**ACTION ITEM**
Each line of the data that includes "import" must be copied.
━━━━━━
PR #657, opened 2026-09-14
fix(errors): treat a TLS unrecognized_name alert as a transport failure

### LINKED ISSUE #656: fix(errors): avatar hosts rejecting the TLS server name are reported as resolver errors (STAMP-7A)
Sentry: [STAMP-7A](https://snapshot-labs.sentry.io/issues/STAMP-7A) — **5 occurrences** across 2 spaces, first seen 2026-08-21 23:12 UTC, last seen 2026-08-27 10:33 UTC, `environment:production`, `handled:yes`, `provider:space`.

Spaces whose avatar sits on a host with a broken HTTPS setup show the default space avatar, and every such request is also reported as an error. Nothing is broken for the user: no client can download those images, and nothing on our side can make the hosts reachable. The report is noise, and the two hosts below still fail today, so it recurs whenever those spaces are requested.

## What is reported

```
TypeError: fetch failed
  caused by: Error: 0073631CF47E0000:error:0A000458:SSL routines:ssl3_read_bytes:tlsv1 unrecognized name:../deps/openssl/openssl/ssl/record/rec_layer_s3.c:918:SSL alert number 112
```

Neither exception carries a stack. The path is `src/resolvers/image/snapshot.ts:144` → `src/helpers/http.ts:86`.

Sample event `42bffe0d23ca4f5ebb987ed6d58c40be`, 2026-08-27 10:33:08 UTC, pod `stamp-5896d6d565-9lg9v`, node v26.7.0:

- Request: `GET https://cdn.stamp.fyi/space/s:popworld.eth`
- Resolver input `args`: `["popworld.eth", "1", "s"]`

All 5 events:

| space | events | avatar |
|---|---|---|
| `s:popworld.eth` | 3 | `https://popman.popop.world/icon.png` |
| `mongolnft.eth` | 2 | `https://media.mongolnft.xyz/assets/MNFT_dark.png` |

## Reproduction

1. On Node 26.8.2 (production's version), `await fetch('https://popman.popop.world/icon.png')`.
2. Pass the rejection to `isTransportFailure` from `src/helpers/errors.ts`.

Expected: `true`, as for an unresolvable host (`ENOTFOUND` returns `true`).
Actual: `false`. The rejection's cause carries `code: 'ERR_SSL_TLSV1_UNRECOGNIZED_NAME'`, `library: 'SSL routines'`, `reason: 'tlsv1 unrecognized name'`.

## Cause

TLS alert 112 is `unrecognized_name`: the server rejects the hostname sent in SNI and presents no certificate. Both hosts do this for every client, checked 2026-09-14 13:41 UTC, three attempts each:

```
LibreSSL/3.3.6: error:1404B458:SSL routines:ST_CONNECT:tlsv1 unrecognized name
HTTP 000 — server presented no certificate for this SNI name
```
━━━━━━
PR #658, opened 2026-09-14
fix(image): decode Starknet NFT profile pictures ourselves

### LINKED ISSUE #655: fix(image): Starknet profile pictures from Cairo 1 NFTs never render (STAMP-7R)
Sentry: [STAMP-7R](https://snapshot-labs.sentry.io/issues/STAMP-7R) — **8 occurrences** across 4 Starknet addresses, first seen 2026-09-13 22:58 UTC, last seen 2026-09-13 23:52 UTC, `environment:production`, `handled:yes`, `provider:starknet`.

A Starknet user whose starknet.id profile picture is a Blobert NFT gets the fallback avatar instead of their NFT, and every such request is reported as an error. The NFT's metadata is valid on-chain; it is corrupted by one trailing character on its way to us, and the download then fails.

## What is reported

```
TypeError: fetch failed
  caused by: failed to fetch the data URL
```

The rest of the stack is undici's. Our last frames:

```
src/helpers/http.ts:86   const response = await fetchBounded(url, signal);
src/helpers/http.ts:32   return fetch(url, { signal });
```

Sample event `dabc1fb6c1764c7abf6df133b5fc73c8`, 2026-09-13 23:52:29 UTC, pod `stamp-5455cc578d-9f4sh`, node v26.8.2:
━━━━━━
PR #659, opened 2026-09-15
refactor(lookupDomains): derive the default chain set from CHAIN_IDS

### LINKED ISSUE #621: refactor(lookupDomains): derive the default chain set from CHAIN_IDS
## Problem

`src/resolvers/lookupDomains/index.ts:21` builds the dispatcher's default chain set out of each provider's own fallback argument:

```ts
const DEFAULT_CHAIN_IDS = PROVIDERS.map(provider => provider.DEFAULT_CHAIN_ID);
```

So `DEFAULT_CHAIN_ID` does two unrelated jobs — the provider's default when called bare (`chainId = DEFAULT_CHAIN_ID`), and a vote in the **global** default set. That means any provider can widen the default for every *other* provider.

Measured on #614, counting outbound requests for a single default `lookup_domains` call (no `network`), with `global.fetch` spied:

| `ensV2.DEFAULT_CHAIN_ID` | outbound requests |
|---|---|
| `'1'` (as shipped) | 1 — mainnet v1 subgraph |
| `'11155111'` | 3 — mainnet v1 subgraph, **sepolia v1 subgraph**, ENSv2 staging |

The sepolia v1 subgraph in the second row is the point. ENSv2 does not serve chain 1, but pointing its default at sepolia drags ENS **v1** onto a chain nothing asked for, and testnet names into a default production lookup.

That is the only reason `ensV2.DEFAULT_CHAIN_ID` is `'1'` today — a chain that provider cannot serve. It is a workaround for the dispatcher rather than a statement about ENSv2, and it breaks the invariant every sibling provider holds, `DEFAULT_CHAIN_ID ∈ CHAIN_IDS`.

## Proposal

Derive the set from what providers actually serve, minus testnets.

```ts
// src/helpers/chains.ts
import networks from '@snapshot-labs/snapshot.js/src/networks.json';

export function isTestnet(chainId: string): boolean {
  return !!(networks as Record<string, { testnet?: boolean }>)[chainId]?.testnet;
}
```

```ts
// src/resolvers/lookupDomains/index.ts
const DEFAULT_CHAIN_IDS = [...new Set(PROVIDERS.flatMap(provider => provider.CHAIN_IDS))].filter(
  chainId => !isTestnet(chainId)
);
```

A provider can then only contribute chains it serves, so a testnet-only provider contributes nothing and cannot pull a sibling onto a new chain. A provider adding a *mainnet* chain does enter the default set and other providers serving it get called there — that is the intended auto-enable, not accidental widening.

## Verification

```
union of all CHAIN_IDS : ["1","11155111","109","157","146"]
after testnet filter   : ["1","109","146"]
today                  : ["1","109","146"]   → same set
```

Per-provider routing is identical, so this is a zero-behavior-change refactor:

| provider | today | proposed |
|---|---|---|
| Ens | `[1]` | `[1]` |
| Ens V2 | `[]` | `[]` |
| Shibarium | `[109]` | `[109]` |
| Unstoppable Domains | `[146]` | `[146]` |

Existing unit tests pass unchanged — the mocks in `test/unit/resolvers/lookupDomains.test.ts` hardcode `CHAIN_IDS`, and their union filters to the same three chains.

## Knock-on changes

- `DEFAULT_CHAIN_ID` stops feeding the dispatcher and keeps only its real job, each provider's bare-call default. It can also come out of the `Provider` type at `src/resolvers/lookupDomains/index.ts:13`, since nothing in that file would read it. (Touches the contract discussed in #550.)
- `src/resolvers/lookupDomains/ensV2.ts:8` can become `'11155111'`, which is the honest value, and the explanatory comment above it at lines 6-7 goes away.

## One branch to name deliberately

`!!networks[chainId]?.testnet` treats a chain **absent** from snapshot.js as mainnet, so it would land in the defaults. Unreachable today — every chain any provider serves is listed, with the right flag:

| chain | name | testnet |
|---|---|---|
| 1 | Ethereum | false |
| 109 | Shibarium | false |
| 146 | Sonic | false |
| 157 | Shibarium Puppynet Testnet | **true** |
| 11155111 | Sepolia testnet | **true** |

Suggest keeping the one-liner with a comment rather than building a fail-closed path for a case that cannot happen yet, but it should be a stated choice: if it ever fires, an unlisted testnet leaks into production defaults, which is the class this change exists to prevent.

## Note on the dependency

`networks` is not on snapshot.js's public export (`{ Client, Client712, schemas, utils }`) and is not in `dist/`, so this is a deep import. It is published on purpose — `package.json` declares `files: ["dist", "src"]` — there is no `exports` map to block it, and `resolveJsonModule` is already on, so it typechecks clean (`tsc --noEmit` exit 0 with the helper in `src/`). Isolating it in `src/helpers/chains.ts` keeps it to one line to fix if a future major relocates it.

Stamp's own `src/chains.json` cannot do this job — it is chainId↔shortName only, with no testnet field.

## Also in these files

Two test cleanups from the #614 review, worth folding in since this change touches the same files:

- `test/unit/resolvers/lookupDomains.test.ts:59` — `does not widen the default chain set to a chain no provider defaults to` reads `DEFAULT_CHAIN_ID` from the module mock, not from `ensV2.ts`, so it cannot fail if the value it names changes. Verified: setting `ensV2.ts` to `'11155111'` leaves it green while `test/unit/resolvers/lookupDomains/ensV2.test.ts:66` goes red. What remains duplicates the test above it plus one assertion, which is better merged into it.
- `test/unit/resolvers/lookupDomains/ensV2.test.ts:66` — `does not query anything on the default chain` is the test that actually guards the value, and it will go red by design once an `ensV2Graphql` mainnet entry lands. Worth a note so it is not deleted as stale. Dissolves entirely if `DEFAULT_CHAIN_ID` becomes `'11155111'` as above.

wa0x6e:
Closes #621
━━━━━━
**RESPONSE TO THIS TASK**
import networks from '@snapshot-labs/snapshot.js/src/networks.json';
`networks` is not on snapshot.js's public export (`{ Client, Client712, schemas, utils }`) and is not in `dist/`, so this is a deep import. It is published on purpose — `package.json` declares `files: ["dist", "src"]` — there is no `exports` map to block it, and `resolveJsonModule` is already on, so it typechecks clean (`tsc --noEmit` exit 0 with the helper in `src/`). Isolating it in `src/helpers/chains.ts` keeps it to one line to fix if a future major relocates it.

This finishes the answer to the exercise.